PROBLEM STATEMENT
From the listing below, pull out all lines with "opened" in them.

-*-

PR #1591, opened 2023-07-11
Updates docker image to debian 12

alexkar598:
:cl:
Docker image is now based off of debian bookworm(12).
/:cl:

It's quite silly and funny. Dunno if this is a breaking change or not. TGS itself should keep working but event scripts might feel a bit sad. This is mostly because I want the latest toys from 12


Cyberboss (changes requested):
I'm hesitant to release this change without first running the test suite on whatever base image docker uses. For that, we'll need a separate `Dockerfile`. Running it with just Release, Sqlite, System Watchdog should be sufficient.

Cyberboss:
Fuck it

PR #1594, opened 2023-07-14
Add testing Dockerfile and add to CI

Cyberboss:


Cyberboss:
Spurious errors must be cleaned up first

Cyberboss:
It's not worth it.

PR #1026, opened 2021-09-27
Properly report failure to switch to target apartment

oldnewthing:
If we were unable to switch to a target apartment (either by an explicit `co_await apartment_context` or implicitly at the completion of ` co_await IAsyncInfo`), we now report the exception in the `co_await`'ing coroutine, so it can be caught and handled.

Note that when this error occurs, we are stuck in limbo. We left the original apartment for the MTA, and now we can't get from the MTA to the target apartment. We have no choice but to raise the exception on the MTA, even though the coroutine may not have expected to be running there.

```cpp
IAsyncAction Trapped()
{
    Object o; // some object with a destructor
    co_await destroyed_ui_context; // throws an exception
}
```

The destructor for `Object` will run on the MTA, even though the `Trapped` coroutine never runs on the MTA under normal conditions.

This is making the best of a bad situation. We need to raise the exception into the coroutine so that the coroutine can enter a failure state and allow the coroutine chain to proceed.

Since the object `o` already had to be prepared for destruction on the original apartment or the switched-to apartment (in case an exception occurs in either apartment), we know that the object cannot have apartment affinity anyway. So we're probably okay to destruct it on the MTA.

The old code raised the exception on whatever thread happened to notice that something bad happened. Sometimes that's okay, for example if you do a `co_await destroyed_ui_context` from an MTA thread, in which case the exception is thrown into the coroutine and can be caught, or left uncaught and send the coroutine into an error state.

However, all of the other cases weren't quite so happy. To avoid deadlocks, the apartment switch is routed through the threadpool, and that means that the failure is raised on a threadpool thread. There's nobody around to catch that exception, so the process fails fast.

We solve the problem by having an atomic hresult in the awaiter, which is initialized to 0 (`S_OK`) and transitions to error when we are about to resume the coroutine on the wrong apartment, so that the error can be propagated during `await_resume()`, which happens in the context of the awaiting coroutine and therefore can be caught by the coroutine (or sent to `unhandled_exception`).

The hresult in which we record the failure needs to be atomic to avoid data races in case multiple threads detect failure simultaneously. However, the access to it can be relaxed, because it is set and consumed by the same thread.

The current implementation pulls a sneaky trick: To avoid having to create an `operator co_await` for the `apartment_context` object, we continue to let it be its own awaiter. This means that if the apartment switch fails, we record the failure in the `apartment_context` itself. We are making the assumption that once an apartment context goes bad, it is unrecoverably broken.

### DIFF
--- a/strings/base_coroutine_threadpool.h
+++ b/strings/base_coroutine_threadpool.h
@@ -77,36 +77,56 @@ namespace winrt::impl
         return 0;
     };
 
-    inline void resume_apartment_sync(com_ptr<IContextCallback> const& context, coroutine_handle<> handle)
+    struct resumption_failure
+    {
+        resumption_failure() = default;
+        resumption_failure(resumption_failure const&) noexcept {}
+        resumption_failure& operator=(resumption_failure const&) noexcept { return *this; }
+
+        // Call only on failure, never on success.
+        void report_failed(int32_t result) noexcept { failure.store(result, std::memory_order_relaxed); }
+        void check() const { check_hresult(failure.load(std::memory_order_relaxed)); }
+
+        std::atomic<int32_t> failure;
+    };
+
+    inline void resume_apartment_sync(com_ptr<IContextCallback> const& context, coroutine_handle<> handle, resumption_failure* failure)
     {
         com_callback_args args{};
         args.data = handle.address();
 
-        check_hresult(context->ContextCallback(resume_apartment_callback, &args, guid_of<ICallbackWithNoReentrancyToApplicationSTA>(), 5, nullptr));
+        auto result = context->ContextCallback(resume_apartment_callback, &args, guid_of<ICallbackWithNoReentrancyToApplicationSTA>(), 5, nullptr);
+        if (result < 0)
+        {
+            // Resume the coroutine on the wrong apartment, but tell it why.
+            failure->report_failed(result);
+            handle();
+        }
     }
 
     struct threadpool_resume
     {
-        threadpool_resume(com_ptr<IContextCallback> const& context, coroutine_handle<> handle) :
-            m_context(context), m_handle(handle) { }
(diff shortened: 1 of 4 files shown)


strings/base_coroutine_threadpool.h
```diff
@@ -370,17 +390,19 @@ WINRT_EXPORT namespace winrt
...
         }
 
-        void await_resume() const noexcept
+        void await_resume() const
         {
+            failure.check();
         }
 
-        void await_suspend(impl::coroutine_handle<> handle) const
+        void await_suspend(impl::coroutine_handle<> handle)
```
oldnewthing, line 398: Nope, can't do this. It prevents you from `co_await`'ing a `const apartment_context`. I'll have to give the `apartment_context` an `operator co_await`.

antmor:
nit: the description's scope_exit have typos, `:;scope_exit` instead of `::scope_exit`

antmor:
So the only drawback here is that, if you have a STA-bound object, the `Release` and possibly the destructor of the object is not guaranteed to be freed on a STA if the co_await fails. We should at least make sure that in our documentation, we say that objects crossing a co_await need to be agile enough to not fail out if destruction doesn't happen happen on the source STA, if the thread can't be guaranteed by the developer.

oldnewthing:
@antmor If you have an STA-bound object, you're already in trouble, because it might destruct on the wrong apartment even in the absence of the MTA weirdness.

```cpp
fire_and_forget Victim()
{
   StaObject object;
   DoSomething1();
   co_await resume_foreground(dispatcher);
   DoSomething2();
}
```

If `DoSomething1()` or `resume_foreground()` raise an exception, then the `StaObject` destructs on the old apartment. But if the `co_await` or the `DoSomething2()` raise an exception, then the `StaObject` destructs on the new apartment.

So the StaObject needs to be prepared to be destructed in either the old apartment or the new one. In other words, *it must already be agile*.

kennykerr (approved):

PR #1030, opened 2021-09-30
Support binding `std::optional<T>` implementation to `IReference<T>` parameters

### LINKED ISSUE #1006: Support binding std::optional<T> implementation to IReference<T> parameters
Assume I have this IDL:

```c#
runtimeclass MyThing {
    Windows.Foundation.IReference<UInt32> GetSize();
}
```

And my implementation says:

```c++
struct MyThing : MyThingT<MyThing> {
    std::optional<uint32_t> m_sizeComputed;
    winrt::Windows::Foundation::IReference<uint32_t> GetSize() {
        if (!m_sizeComputed) {
            return nullptr;
        } else {
            return winrt::box_value(m_sizeComputed.value()).as<winrt::Windows::Foundation<IReference<uint32_t>>>();
    }
}
```

I'd like this to be easier on the implementation, where instead I can just say:

```c++
struct MyThing : MyThingT<MyThing> {
    std::optional<uint32_t> m_sizeComputed;
    const std::optional<uint32_t> GetSize() { return m_sizeComputed; }
}
```

Is there a way for C++/WinRT's shims to match up `IReference<T>`-things (properties, returned types, parameters) and auto-convert them to/from `std::optional<T>`?

kennykerr:
Fixes #1006

### DIFF
--- a/test/test/optional.cpp
+++ b/test/test/optional.cpp
@@ -1,0 +1,22 @@
+#include "pch.h"
+#include "winrt/test_component.h"
+
+using namespace winrt;
+
+TEST_CASE("optional")
+{
+    test_component::Optional object;
+
+    object.Property(Windows::Foundation::IReference(123));
+    REQUIRE(object.Property().Value() == 123);
+
+    object.Property(nullptr);
+    REQUIRE(object.Property() == nullptr);
+
+    object.Property(456);
+    REQUIRE(object.Property().Value() == 456);
+
+    object.Property(std::optional(789));
+    std::optional<int32_t> value = object.Property();
+    REQUIRE(value == std::optional(789));
+}
--- a/cppwinrt/code_writers.h
+++ b/cppwinrt/code_writers.h
@@ -1507,13 +1507,25 @@ namespace cppwinrt
         }
         else if (type_name == "Windows.Foundation.IReference`1")
         {
-            w.write(R"(        IReference(T const& value) : IReference<T>(impl::reference_traits<T>::make(value))
+            w.write(R"(        IReference(T const& value) : IReference(impl::reference_traits<T>::make(value))
         {
         }
-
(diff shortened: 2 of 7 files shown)


kennykerr:
@jonwis @sylveon looks good?

test/test/optional.cpp
```diff
@@ -0,0 +1,22 @@
...
+
+TEST_CASE("optional")
+{
+    test_component::Optional object;
+
+    object.Property(Windows::Foundation::IReference(123));
+    REQUIRE(object.Property().Value() == 123);
+
+    object.Property(nullptr);
+    REQUIRE(object.Property() == nullptr);
```
oldnewthing, line 14: Also

```cpp
REQUIRE(object.Property() == std::optional<int32_t>());
REQUIRE(object.Property() == std::nullopt);
```

to verify that implicit conversion to `std::optional<int32_t>` can successfully compare with std::nullopt.

oldnewthing (approved):

test/test/optional.cpp
kennykerr: I don't think C++ supports this. The C++ compiler would have to perform an implicit `operator T` followed by an `operator ==` and that's more than C++ is willing to do implicitly. I would have to add `operator ==` for `std::optional` if this is desired.

sylveon:
LGTM, will help with some code that did pass around optionals but then needed to pass it to WinRT.

test/test/optional.cpp
oldnewthing: Okay well then nevermind then. May call out in a comment that those operations *don't* work.

kennykerr: Let's consider adopting C++20's spaceship operator to simplify stuff like this.

PR #1031, opened 2021-09-30
Optimize factory caching for apps and pinned DLLs

kennykerr:
C++/WinRT provides `WINRT_NO_MODULE_LOCK` that may be used by apps or pinned DLLs (that don't support unloading) to avoid the overhead of tracking of a module reference count. This update further optimizes the factory cache in such cases since unloading has an impact on caching performance. With this change, C++/WinRT is on par with [the Rust language](https://github.com/microsoft/windows-rs). Previously, Rust was just slightly faster. 

compare

Data from: https://github.com/kennykerr/lang-perf

cc @axelandrejs

### DIFF
--- a/strings/base_activation.h
+++ b/strings/base_activation.h
@@ -233,19 +233,23 @@ namespace winrt::impl
 
         explicit factory_count_guard(size_t& count) noexcept : m_count(count)
         {
+#ifndef WINRT_NO_MODULE_LOCK
 #ifdef _WIN64
             _InterlockedIncrement64((int64_t*)&m_count);
 #else
             _InterlockedIncrement((long*)&m_count);
 #endif
+#endif
         }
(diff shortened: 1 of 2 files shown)


JamesMcNellis (approved):
LGTM

jonwis:
A DLL that compiles with this should be super careful to pin itself, yes? Is there a "pin" type that should be turned on to grab and leak a DLL reference, or is that up to the DLL to do?

kennykerr:
C++/WinRT will do this automatically. If you define `WINRT_NO_MODULE_LOCK` then C++/WinRT's implementation of `DllCanUnloadNow` will always return false and you are effectively pinned. Such DLLs can simply not export `DllCanUnloadNow` as added insurance.

PR #1041, opened 2021-10-19
Allow to build a projection out of a component

sylveon:
This option comes in handy when you are writing IDL files in your projects not to produce a component but to consume some API without needing to carry the WinMD around (e.g. only consuming some parts of the API, not wanting to check in binaries to source control, third-party provides an IDL, etc). Without this change, you would face issues with trying to call static functions or constructions, because it was expecting an implementation to be present from a  `.g.cpp` file while there is none (since you are not actually implementing the API).


sylveon:
No problem, this isn't anything urgent

kennykerr:
Ignoring the specific use case, the idea of needing to generate a projection from some IDL seems sound.

Issue #1042, opened 2021-10-20
Comment added to auto-generated source files is confusing


ptorr-msft:
The comment says to `copy[...] these generated source files to your project` but that's ambiguous since a project consists only of links to files; there is no concept of literally "copying a file" to a project, only copying it to a different directory in the filesystem.

PR #1043, opened 2021-10-20
Update comments written by component_writers.h

ptorr-msft:
Clarified how developers should manage generated files. Addresses #1042


ChrisGuzak (approved):

cppwinrt/component_writers.h
```diff
@@ -988,9 +988,22 @@ namespace winrt::@::implementation
...
+// add this file to your project, as any changes you make will be lost.
+//
+// If this is a new file:
+//   1. Copy this file from the 'Generated Files' directory into the
+//      directory where you store your other source files (e.g. the project root).
+//   2. Add the copied file to your project via Project -> Add Existing Item.
+//   3. Delete this comment and the 'static_assert' (below) from the copied file
+//      (do not modify the original file in the 'Generated Files' directory).
+//
+// If this is an update to an existing file:
```
oldnewthing, line 1001:
```suggestion
// To update an existing file in your project:
```

cppwinrt/component_writers.h
```diff
@@ -988,9 +988,22 @@ namespace winrt::@::implementation
...
     {
         auto format = R"(
-// Note: Remove this static_assert after copying these generated source files to your project.
-// This assertion exists to avoid compiling these generated source files directly.
-static_assert(false, "Do not compile generated C++/WinRT source files directly");
+// WARNING: This file is automatically generated from IDL. Do not directly
+// add this file to your project, as any changes you make will be lost.
+//
+// If this is a new file:
+//   1. Copy this file from the 'Generated Files' directory into the
```
oldnewthing, line 995: Note that the name "Generated Files" did not come from cppwinrt.exe. It came from the Visual Studio `<GeneratedFilesDir>` property in `Directory.Build.props`. Somebody who uses a different build system (like Razzle) will have an output directory that isn't named "Generated Files".

Perhaps

```suggestion
//   1. Copy this file from its current location into the
```

cppwinrt/component_writers.h
```diff
@@ -988,9 +988,22 @@ namespace winrt::@::implementation
     static void write_generated_static_assert(writer& w)
     {
         auto format = R"(
-// Note: Remove this static_assert after copying these generated source files to your project.
-// This assertion exists to avoid compiling these generated source files directly.
-static_assert(false, "Do not compile generated C++/WinRT source files directly");
+// WARNING: This file is automatically generated from IDL. Do not directly
```
oldnewthing, line 991: Incorrect. This file is generated from the winmd. Instead of saying how the file is generated, just say that it was generated.

```suggestion
// WARNING: This file is automatically generated by a tool. Do not directly
```

cppwinrt/component_writers.h
```diff
@@ -988,9 +988,22 @@ namespace winrt::@::implementation
...
+// add this file to your project, as any changes you make will be lost.
```
oldnewthing, line 992: Perhaps also

```cpp
// This file is a stub you can use as a starting point for your implementation.
```

cppwinrt/component_writers.h
```diff
@@ -988,9 +988,22 @@ namespace winrt::@::implementation
...
+//
+// If this is a new file:
```
oldnewthing, line 994: "If this is a new file" is unclear about what "this" is. Literally, "this" is the auto-generated file, which is naturally new. But the "this" in this sentence really means "the corresponding file in your project".

```suggestion
// To add a copy of this file to your project:
```

cppwinrt/component_writers.h
```diff
@@ -988,9 +988,22 @@ namespace winrt::@::implementation
...
+//   1. Copy this file from the 'Generated Files' directory into the
+//      directory where you store your other source files (e.g. the project root).
+//   2. Add the copied file to your project via Project -> Add Existing Item.
```
oldnewthing, line 997: Be a little more build-system-agnostic. (People also use C++/WinRT with Razzle, CMake, etc.)

```suggestion
//   2. Add the copied file to your project. In Visual Studio, you
//      can use Project -> Add Existing Item.
```

cppwinrt/component_writers.h
```diff
@@ -988,9 +988,22 @@ namespace winrt::@::implementation
...
+//   3. Delete this comment and the 'static_assert' (below) from the copied file
+//      (do not modify the original file in the 'Generated Files' directory).
```
oldnewthing, line 999: Grammar / punctuation:

```suggestion
//   3. Delete this comment and the 'static_assert' (below) from the copied file.
//      (Do not modify this file.)
```

cppwinrt/component_writers.h
ptorr-msft: Interesting. The problem is that "current location" is relative, so if you've already moved / copied the file and then "forget" you already did it, the "current location" is actually the proper location. I'll change it to "original location" (which is still not super helpful, but...).

cppwinrt/component_writers.h
ChrisGuzak: that is the most important point, the rest is the machinery that support it.

PR #1060, opened 2021-11-17
Lay groundwork for localizing VSIX templates and remove Dev15 build cruft

DefaultRyan:
There are a couple big changes to the VSIX in this PR:

### Lay foundation for VSIX localization

(Copied this technique from https://github.com/microsoft/WindowsAppSDK/pull/1341)

There is an undocumented method for localizing string resources in VS project and item templates. Firstly, the extension containing the templates must provide a [VSPackage](https://docs.microsoft.com/en-us/visualstudio/extensibility/creating-an-extension-with-a-vspackage?view=vs-2019). Next, a `VSPackage.resx` (Visual Studio first looks for the `VSPackage` resource stream) is added to the extension project to hold the string resources; the IDs of these resources *must* be integers (specifically, within the range of a `unsigned int`). Finally, the [Name](https://docs.microsoft.com/en-us/visualstudio/extensibility/name-element-visual-studio-templates?view=vs-2019) and [Description](https://docs.microsoft.com/en-us/visualstudio/extensibility/description-element-visual-studio-templates?view=vs-2019) elements in each `.vstemplate`'s `<TemplateData>` section so that:
1. They do not provide a text value
2. The `Package` attribute is the GUID assigned to the extension's VSPackage
3. The `ID` attribute is the ID of the string resource as defined in the `.resx`

The convention that we will use for choosing resource IDs is as follows:
- Numbering starts at 1000. This gives us what should be a sufficient number of digits to work around the VS's `.resx` designer use of a lexical sort.

### Remove Dev15 props/targets build cruft

Since the release of Dev16 (Visual Studio 2019), the props and targets that provide build support have shipped in the NuGet package, and are no longer needed in the VSIX. This change removes these unneeded files.


evelynwu-msft (approved):
:shipit:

-*-

RESPONSE AREA
PR #1591, opened 2023-07-11
PR #1594, opened 2023-07-14
PR #1026, opened 2021-09-27
PR #1030, opened 2021-09-30
PR #1031, opened 2021-09-30
PR #1041, opened 2021-10-19
Issue #1042, opened 2021-10-20
PR #1043, opened 2021-10-20
PR #1060, opened 2021-11-17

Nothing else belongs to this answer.